On a Thursday in November last year, Michael Lohan strode into the midtown offices of private investigator Bo Dietl to tape a television pilot. Lohan is the father of the teen actress Lindsay Lohan, and he was feeling pretty good about his own showbiz prospects. The show he was about to tape was called The Lowdown; its aim was to investigate the falsehoods perpetrated by gossip columns, territory Lohan is very familiar with. Lohan and his daughter are estranged, and because he has not taken the estrangement well, he’s found himself the subject of many unsavory items. Nevertheless, at Dietl’s office he was making the most of his notoriety, pointing out stacked copies of a New York Post gossip column that declared, “Another Lohan Is Joining Star Roster.” Cindy Adams had written that Lohan, “very creative in terms of creating headlines, is very creative, period,” and expended several inches on the television show he just happened to be shopping around.

“People are going to stop and think before they say things in the future, because The Lowdown is on your ass,” said Lohan, as the crew set up for the shoot. Co-host Dietl, a former New York cop who still keeps a gun holstered at his hip, stepped over the camera equipment strewn throughout his office, looking about as thrilled as if Lohan were emptying trash cans onto the floor.

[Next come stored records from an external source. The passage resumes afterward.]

PR #7905, opened 2026-06-22
feat(e2e): append-only sheet order to stop composite-sheet churn

sidharthv96:
## Problem

The composite-sheet batcher tiled each diagram group alphabetically and chunked into fixed 12-tile sheets, so a sheet was "tiles N..N+11 of the sorted list". Adding or removing a test shifted the entire tail across sheet boundaries — PR #7785's 5 new flowchart tests churned **9 Argos sheets** for 5 real changes.

## Fix — append-only order + blank cells (no CI failure)

Tile order is pinned in a committed manifest, `cypress/sheet-order.json`. At batch time:

- **New** screenshots (not in the manifest) **append at their group's tail** → adding a test changes only that group's last sheet.
- A **removed** test (manifest tile whose screenshot is absent, but whose spec still ran) **keeps its slot as a blank cell** → removing a test changes only the affected sheet, never the tail.
- A manifest tile whose **spec didn't run** (scoped PR) is dropped — no stray blanks. `detect-scope` runs whole diagram folders, so within a captured group an absent tile always means a removed test.

Verified on the real 2977-screenshot baseline: **add → 1 sheet, remove → 1 sheet** (was 9). The old alphabetical path is kept as a counter-demo test (>2).

Nothing fails CI — there's no `--check` gate. The manifest never needs to be perfectly in sync for correctness (the runtime append/blank-cell handle drift); it's just kept compact.

## Manifest maintenance — scheduled refresh PR (not a develop push)

`develop` is a protected branch (required checks), and CI commits made with `GITHUB_TOKEN` don't re-trigger those checks — so a direct push to keep the manifest tight is both blocked and unvalidated. Instead, a scheduled **"Refresh screenshot sheet order"** workflow captures the full suite, re-derives the manifest (prune removed, fold the appended tail into stable order), and opens a PR via `peter-evans/create-pull-request` — the same mechanism the timings refresh uses. Maintainers can also trigger it on demand.

## Naming (commit 1)

Dropped the misleading `argos` prefix from the **generic** machinery (path canonicalization + sheet batching aren't Argos-specific; only the upload is), and collapsed the per-stage scripts into one CLI:

| before | after |
|---|---|
| `scripts/argos-batch-sheets.ts`, `argos-canonicalize-screenshots.ts`, `argos-order.ts` | `screenshot-sheets.ts`, `canonicalize-screenshots.ts`, one `screenshots.ts` CLI |
| `pnpm run argos:batch` / `argos:canonicalize` / `argos:order` | `pnpm screenshots <canonicalize\|sheets\|order>` |
| `cypress/argos-sheets/` | `cypress/sheets/` |

Kept on the **upload** only: `npx argos upload`, `ARGOS_SUBSET`, `ARGOS_PARALLEL_NONCE`, `cypress/argos-baseline`, and `@argos-ci` SDK on-disk refs (`/argos/`, `*.png.argos.json`). Cypress de-branding is intentionally out of scope.

## Commits
1. rename argos → generic (pure rename)
2. append-only order manifest + seed
3. one `screenshots` CLI (3 package.json scripts → 1)
4. blank cells for removed tests, drop the `--check` gate
5. scheduled refresh-sheet-order PR workflow

## Verification
- 32 unit tests (append-at-tail, blank-cell-keeps-position, scoped-drop, alphabetical-cascade counter-demo, manifest determinism, compositor) + canonicalize tests pass.
- tsc / eslint / prettier clean; YAML valid; churn 9→1 reproduced on the real baseline for both add and remove.
- Manifest is `.prettierignore`d (the script owns its format), seeded from the current develop baseline (381 KB one-time; later diffs are appended lines).


pbrolin47:
@sidharthv96 , thanks for this PR.

[sisyphos-bot]

 What's working well

  🎉 The core invariant is tested directly. The test 'inserting a mid-sorted tile leaves all prior sheets byte-identical (the churn fix)' proves the stated guarantee: adding a test only re-tiles that
  group's last sheet. This is the right test to write — it validates the property that motivated the whole PR, not an implementation detail.

  🎉 Graceful fallback when manifest is absent. If ENOENT, planSheets gets an empty OrderManifest and falls back to alphabetical sort — identical to pre-manifest behavior. Forks without a
  sheet-order.json keep working.

  🎉 Scope-tolerant CI check. findUnordered only flags screenshots present on disk but missing from the manifest, and only for the groups this run captured. A scoped CI run for just flowchart won't
  spuriously fail because the state-diagram group is absent from the captured set.
  
  🎉 Weekly compaction workflow prevents manifest bloat. The append-only strategy accumulates blank cells as tests are removed; the scheduled refresh-sheet-order.yml periodically re-derives a compact
  manifest via PR. This is the right long-term maintenance hook.

  🎉 Workflow actions all pinned to SHAs. All four uses: entries in the new workflow use commit-SHA pinning rather than mutable tags — good supply-chain practice.

  ---
  One thing to tighten up

  🟢 findUnordered uses .includes() (linear scan) per screenshot instead of a Set (screenshot-sheets.ts:findUnordered)

  // Current — O(m) per screenshot, where m = group manifest size:
  if (!(order[key] ?? []).includes(rel)) {
  
  The orderGroup function builds a Map for O(1) lookups; findUnordered doesn't. For 3000 screenshots across groups of ~200-500 entries, this is fast in practice (a few milliseconds), but the
  inconsistency is a minor hygiene issue since the same data structure discipline was applied everywhere else. One-liner fix:

  const orderSets = Object.fromEntries(
    Object.entries(order).map(([k, v]) => [k, new Set(v)])
  );
  // then:  
  if (!orderSets[key]?.has(rel)) {

  🟢 peter-evans/create-pull-request in the workflow lacks a version comment (refresh-sheet-order.yml:70)

  All other actions in the file include a version comment alongside the SHA (e.g., # v4.2.2, # v6.7.16). The create-pull-request action omits it:

  uses: peter-evans/create-pull-request@d32e88dac789dcc7906e7d26f69f24116fa9c97d
  Missing:  v7.x.x

  Makes the SHA harder to audit against a known release. Non-blocking — the SHA pin is what matters for security.

  ---
  Security

  XSS sub-agent reviewed screenshot-sheets.ts, canonicalize-screenshots.ts, and refresh-sheet-order.yml. No issues with Mermaid's SVG rendering pipeline — these are build-time, filesystem-only tools
  with no path to SVG output.

  Three legacy 🟢 nits were flagged in screenshot-sheets.ts (previously argos-batch-sheets.ts), all pre-existing before this PR:
  - escapeXml doesn't escape single quotes (') — safe since it's only used in SVG text nodes, not attribute values, but not safe for future attribute use.
  - writeSheets doesn't assert the output path stays inside outDir — path traversal via symlink in a CI-controlled directory is theoretical.
  - Numeric SVG attribute values not escaped — not exploitable since they come from integer arithmetic.

  None of these are introduced by this PR. The new workflow has no shell injection risk: workflow_dispatch has no inputs, and run: steps use only hardcoded pnpm screenshots ... commands.

  ---

sidharthv96:
Closing as superseded. Everything this PR proposed landed on `develop` via the Cypress → Playwright migration (#7881, synced in #8091), adapted to the `e2e/` tree:

- append-only order manifest → `e2e/sheet-order.json` + append-at-tail in `scripts/screenshot-sheets.ts`
- blank cells for removed tests / dropping tiles whose spec didn't run → same behavior in `layoutGroup`
- scheduled manifest refresh PR → `.github/workflows/refresh-sheet-order.yml` (cron + manual dispatch)
- `argos-*` → generic `screenshot-*` script rename → `screenshot-sheets.ts` / `screenshot-order.ts`

#8093 then covered the remaining gap this PR didn't address: groups the manifest doesn't cover yet are tiled in test-declaration order, so a new test appends instead of re-sorting its group alphabetically.

This branch is based on the deleted `cypress/` tree and is no longer mergeable, so there's nothing left to salvage from it.

---
_Generated by [Claude Code](https://claude.ai/code)_

PR #7914, opened 2026-06-24
fix: avoid serializing block diagram debug objects

### LINKED ISSUE #7907: Block diagram render crashes on `JSON.stringify` of the block tree when DOM nodes carry extra enumerable properties (e.g. React)
### Description

Rendering a `block` / `block-beta` diagram throws inside `mermaid.render()`, even though the exact same diagram renders fine in the Live Editor. The crash comes from a debug log in the block diagram layout that calls `JSON.stringify` on the block tree, and that tree holds a reference to a live DOM node. The stringify is passed as a log argument, so it is evaluated on every block render even when the log level is above debug.

On a plain page this is harmless, because DOM nodes have no own enumerable properties and `JSON.stringify` of a node just yields `{}`. It breaks in any environment that adds own enumerable properties to DOM nodes. The common case is React, which attaches `__reactFiber$...` and `__reactProps$...` directly onto elements. Once the block tree references such a node, `JSON.stringify` walks into the fiber graph and throws.

Depending on what that graph contains, the same root cause surfaces as three different errors:

1. `TypeError: Converting circular structure to JSON` (the fiber graph is cyclic, ending at the `<html>` element)
2. `TypeError: Do not know how to serialize a BigInt`
3. `RangeError: Maximum call stack size exceeded` (the fiber/DOM graph is huge and deeply nested)

**Where it comes from**

The block layout step that logs the resolved block tree. Grep the block diagram source under `packages/mermaid/src/diagrams/block/` for the `"getBlocks"` debug log. In the built output it looks like this:

```js
function ie(e) {
  let t = e.getBlock("root");
  if (!t) return;
  _t(t, e, 0, 0), ae(t, e), w.debug("getBlocks", JSON.stringify(t, null, 2));
  ...
}
```

`JSON.stringify(t, null, 2)` is evaluated before `log.debug` is called, so changing the log level does not prevent it.

### Steps to reproduce

1. Render any block diagram inside a React app (see the Code Sample field).
2. Call `await mermaid.render(id, code)` from a component.
3. Render throws with one of the three errors above, and the fallback shows the raw source instead of a diagram.

The Live Editor cannot reproduce this, because it does not add enumerable properties to DOM nodes. To reproduce the mechanism without React, give DOM nodes an own enumerable circular property before rendering, which is what React effectively does:

```js
document.querySelectorAll("*").forEach((el) => {
  const fake = { stateNode: el };
  el.__fakeFiber = fake; // own enumerable, cyclic via stateNode
});
await mermaid.render("id", blockCode); // throws "Converting circular structure to JSON"
```

### Screenshots

_No response_

### Code Sample

```text
block-beta
  columns 3
  User(["User"]) space VAI["App"]
  block:tools:3
    columns 2
    wikis["Wikis"]
    norms["Norms"]
  end
  User --> VAI
  VAI --> tools
```

### Setup

- Mermaid 11.15.0
- React 18 (full document rendering, so even `<html>` carries fiber props), but anything that adds enumerable props to DOM nodes triggers it
- Chrome

### Suggested Solutions

Any of these would fix it:

1. Do not evaluate the stringify unless debug logging is enabled, e.g. guard it behind a level check or pass a lazy callback so the argument is not computed when the log is silent.
2. Do not serialize anything that can reference DOM nodes. Log ids/counts or a small plain projection of the block tree instead of the whole structure.
3. If a full dump is wanted, use a serializer that tolerates cycles, BigInt and DOM nodes instead of raw `JSON.stringify`.

### Additional Context

The diagrams themselves are valid and render fine in the Live Editor and outside React. The bug is purely the debug-log stringify choking on host-added properties of DOM nodes, so it makes block diagrams effectively unusable in React-based apps. The offending `"getBlocks"` debug call is still present in 11.15.0; since it cannot be reproduced in the Live Editor (no enumerable props on nodes), I could not provide a Live Editor link.

henyanagar:
## :bookmark_tabs: Summary

Resolves #7907

This fixes a block diagram render crash caused by debug logging that attempted to serialize block layout objects with `JSON.stringify`.

In some environments, DOM nodes attached to block sizes can include extra enumerable properties, such as React-related properties, which may create circular references. When the block layout debug log tried to stringify those objects, rendering could fail with `TypeError: Converting circular structure to JSON`.

Instead of serializing the full block tree or full block size object, the debug output now logs only a safe summary of primitive layout values.

This keeps the existing layout behavior unchanged while avoiding serialization of DOM nodes or other non-serializable objects.

A regression test was added to verify that layout does not throw when a block size contains a non-serializable node.

### :clipboard: Tasks

* [x] :book: have read the [[Contributing Guidelines](https://github.com/mermaid-js/mermaid/blob/develop/packages/mermaid/src/docs/community/contributing.md)](https://github.com/mermaid-js/mermaid/blob/develop/packages/mermaid/src/docs/community/contributing.md)
* [x] :computer: have added necessary unit/e2e tests.
* [x] :notebook: documentation is not needed because this is an internal bug fix with no user-facing API change.
* [x] :butterfly: have added a changeset.

### Tests

* `corepack pnpm exec vitest run packages/mermaid/src/diagrams/block/layout.spec.ts`
* `corepack pnpm exec vitest run packages/mermaid/src/diagrams/block`
* `git diff --check`

### DIFF
--- a/.changeset/witty-candles-grin.md
+++ b/.changeset/witty-candles-grin.md
@@ -1,0 +1,5 @@
+---
+'mermaid': patch
+---
+
+fix: avoid serializing block diagram layout debug objects
--- a/packages/mermaid/src/diagrams/block/layout.spec.ts
+++ b/packages/mermaid/src/diagrams/block/layout.spec.ts
@@ -46,4 +46,31 @@ describe('layout runtime config', () => {
     expect(result1).not.toEqual(result2);
     expect(result1!.width).toBeLessThan(result2!.width);
   });
+
+  it('should not throw when block size contains a non-serializable node', () => {
+    const fakeNode: any = { tagName: 'g' };
+    fakeNode.ownerSVGElement = fakeNode;
+    fakeNode.__reactFiber$abc123 = fakeNode;
+
+    const root: Block = {
+      id: 'root',
+      type: 'square',
+      columns: 1,
+      children: [
+        {
+          id: 'b1',
+          type: 'square',
+          children: [],
+          size: { width: 100, height: 50, x: 0, y: 0, node: fakeNode } as any,
+        },
+      ],
+    };
+
+    const makeDb = (block: Block): BlockDB =>
+      ({ getBlock: (id: string) => (id === 'root' ? block : undefined) }) as unknown as BlockDB;
+
+    vi.spyOn(diagramAPI, 'getConfig').mockReturnValue({ block: { padding: 8 } } as any);
+
+    expect(() => layout(makeDb(root))).not.toThrow();
+  });
 });
--- a/packages/mermaid/src/diagrams/block/layout.ts
+++ b/packages/mermaid/src/diagrams/block/layout.ts
@@ -110,7 +110,13 @@ function setBlockSizes(
     for (const child of block.children) {
       if (child.size) {
         log.debug(
-          `abc95 Setting size of children of ${block.id} id=${child.id} ${maxWidth} ${maxHeight} ${JSON.stringify(child.size)}`
+          `abc95 Setting size of children of ${block.id} id=${child.id} ${maxWidth} ${maxHeight}`,
+          {
+            width: child.size.width,
+            height: child.size.height,
+            x: child.size.x,
+            y: child.size.y,
+          }
         );
         child.size.width =
           maxWidth * (child.widthInColumns ?? 1) + padding * ((child.widthInColumns ?? 1) - 1);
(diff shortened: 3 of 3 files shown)


henyanagar:
All checks are passing, and the PR includes a regression test and a changeset.
Happy to adjust the implementation if maintainers prefer a different approach for the debug logging summary.

henyanagar:
Hi! Just following up on this PR. All required checks are passing, and the linked issue is still awaiting triage. Please let me know if any changes are needed to help move the review forward. Thanks!

PR #7951, opened 2026-07-07
perf: use the `fastdom` library to avoid unnecessary reflows

aloisklink:
## :bookmark_tabs: Summary

Currently, Mermaid suffers from a lot of layout thrashing, by constantly measuring bounding boxes/widths, then updating the DOM, and measuring bounding boxes/widths again, forcing a lot of reflows.

Using a library like [`fastdom`](https://github.com/wilsonpage/fastdom) can be used to easily batch these, to avoid unnecessary reflows (assuming that changes can run in parallel).

From my tests, a flowchart with 1000 labels can sometimes be 25-30%.

Closes https://github.com/mermaid-js/mermaid/pull/7872 (that PR also batches measurements, but without the `fastdom` library).

See: https://github.com/wilsonpage/fastdom

The `fastdom` library was used to batch, so that we could add the `strict-fastdom` tool later, which throws an error if `fastdom` is not used. I've made sure to pin the dependency to reduce the risk of any supply-chain attacks.

I've also only updated the simplest and highest impact code calls in this PR. There are other places where we can update this too, but we can leave those for future PRs. `htmlLabels: false` is still a big slowdown, since the current line-wrapping algorithm for SVG labels might do multiple reflows for a single label, but I've got an idea on how to fix that!

### :clipboard: Tasks

Make sure you

  - Covered by existing tests
  - N/A
  - This is a performance improvement PR, and should have no user visible changes.

## Summary

- Added pinned `fastdom` 1.0.12 with a centralized promise-based wrapper and microtask scheduling.
- Batched DOM measurements across HTML and SVG label, edge, and node rendering paths to reduce layout thrashing.
- Added ESLint restrictions that require the shared wrapper.
- Documented reported performance gains of up to 25–30% on large flowcharts.
- Added spellcheck support for `fastdom`.
- No XSS or sanitization issues were identified.


packages/mermaid/src/rendering-util/rendering-elements/shapes/util.ts
```diff
@@ -184,6 +189,7 @@ export const updateNodeBounds = <T extends SVGGraphicsElement>(
     node.height = knownBounds.height;
     return;
   }
+  // TODO: Make this function `async` and use `fastdom.measure` to batch reflow
```
pbrolin47, line 197: Shall this be fixed within this PR??

pbrolin47:
Thanks for this PR @aloisklink 

[sisyphos-bot]

 ---
  What's working well

  🎉 Exact version pin on "fastdom": "1.0.12" is good supply-chain hygiene for a library that ends up in every user's bundle.

  🎉 The ESLint no-restricted-imports rule forcing all code through the wrapper is excellent architecture. Centralizing scheduling means a future swap (different scheduler, debug instrumentation) is a
  one-liner in one file, not a grep-and-replace.

  🎉 queueMicrotask over requestAnimationFrame is a clever tradeoff. rAF delays reads to the next frame (~16ms at 60fps); queueMicrotask batches without the artificial latency. The setTimeout(cb, 0)
  fallback for environments lacking queueMicrotask is correctly handled.

  🎉 The dead re-measure in createText.ts was correctly removed. The original code called getBoundingClientRect() a second time inside the if (bbox.width === width) block, but the result was assigned
  back to bbox and never consumed — the function returns fo.node()!, not bbox. Removing that is a genuine free win.

  🎉 Incremental scope is the right call here. Changing every DOM read site at once across shared rendering code would be a review and regression nightmare. Limiting to the three highest-impact
  hotspots with a TODO comment at updateNodeBounds is sensible.
  
  ---
  Things to address

  🟡 [important] Missing changeset — packages/mermaid gained a new runtime dependency and a reported 25–30% performance improvement on large diagrams. The PR marks changeset N/A, but CONTRIBUTING.md
  requires one for any user-facing change, and a quarter-faster rendering on large flowcharts is clearly user-facing. A patch is fine.
  
  ---
  Nits

  🟢 JSDoc typo in edges.js — /** @type {@DOMRect} */ has a spurious @ before the type name. Should be /** @type {DOMRect} */.

  🟢 ESLint restriction doesn't cover sub-path imports — the rule bans 'fastdom' but not 'fastdom/extensions/fastdom-promised.js'. A developer could import the promisified extension directly without a
  lint error. Worth adding a second entry:
  {
    name: 'fastdom/extensions/fastdom-promised.js',
    message: 'Use the `fastdom` wrapper from `rendering-util/fastdom.ts` instead.',
  }

  ---
  Security

  XSS sub-agent reviewed all changed files — no issues found. All fastdom.measure() callbacks contain only reads (getBoundingClientRect, getBBox). No DOM writes, no innerHTML, no eval-equivalent calls
  were added. DOMPurify sanitization of the final SVG output is unaffected; the fastdom library itself only schedules callbacks and does not manipulate the DOM. The fastdom dependency is tiny (~700
  bytes gzipped), MIT licensed, and fully pinned.

  One forward-looking note: the wrapper exports the full fastdom object including .mutate(). No current code uses it, but if a future caller puts user-controlled content inside fastdom.mutate(), the
  normal write-safety review applies.

  ---

packages/mermaid/src/rendering-util/rendering-elements/shapes/util.ts
aloisklink: I think it's too many changes for a single PR. We'd have to update basically every shape file, and it will likely cause merge conflicts.

It's better to have it in it's own PR, IMO.

aloisklink:
Thanks for your review, @pbrolin47.

> 🟡 [important] Missing changeset — packages/mermaid gained a new runtime dependency and a reported 25–30% performance improvement on large diagrams. The PR marks changeset N/A, but CONTRIBUTING.md
requires one for any user-facing change, and a quarter-faster rendering on large flowcharts is clearly user-facing. A patch is fine.

Good shout. I've added one in https://github.com/mermaid-js/mermaid/pull/7951/commits/afa2f80e658fe351ea73233a13787f7c3e2e433d

> 🟢 JSDoc typo in edges.js — /** @type {@DOMRect} / has a spurious @ before the type name. Should be /* @type {DOMRect} */.

Fixed in https://github.com/mermaid-js/mermaid/pull/7951/commits/0b992185acf9296205e1d1d6a2528c31a7df23bd

> 🟢 ESLint restriction doesn't cover sub-path imports — the rule bans 'fastdom' but not 'fastdom/extensions/fastdom-promised.js'. A developer could import the promisified extension directly without a
lint error. Worth adding a second entry:
{
name: 'fastdom/extensions/fastdom-promised.js',
message: 'Use the fastdom wrapper from rendering-util/fastdom.ts instead.',
}

I don't think this is worth the change. I've mainly added the restriction so that if someone tries to follow an IDE suggestion to import `fastdom`, they don't import the wrong one. Importing `fastdom/extensions/fastdom-promised.js` won't do anything useless, so we don't need ESLint to catch it.

pbrolin47 (approved):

In today’s scene, Dietl would fingerprint and deputize the “Gossip Scene Investigators,” a posse of telegenic women serving as Charlie’s Angels to Lohan’s Bosley. Impatient to get started, he looked around for Lohan, who had disappeared. “Where’s the lunatic?” he shouted.

Mark Arzoomanian, a Lowdown producer who at the time ran the vending-machine business for Red Bull Energy Drink, found Lohan in another room, prepping the GSIs and guzzling his product: “I told him, ‘The last thing on the planet you need is Red Bull.’ ” Dietl shook his head at Lohan’s choice of beverage. “You know what’s going to happen,” he said to Arzoomanian. “He’s going to take another collar and it’s all going to be over.”

As the tape rolled, Lohan and Dietl pitched The Lowdown as a necessary correction to unchecked profiteering on the backs of easy targets like Bill O’Reilly and Liza Minnelli and, presumably, Michael Lohan. “We’re going to investigate allegations against famous people and stars,” said Dietl. “Each allegation that we have, we’re either going to prove it or not prove it.” And then they’ll turn the tables on the purveyors of gossip—an on-camera vigilante squad. As the would-be TV personalities stepped into the elevator, they agreed that the taping had gone well. The chemistry seemed to work. Perhaps it was the feeling that they were onto something potentially big and probably fragile that made Dietl tell Lohan, “You better stay the fuck outta trouble.” “I didn’t get in trouble!” “Stay the fuck outta trouble.”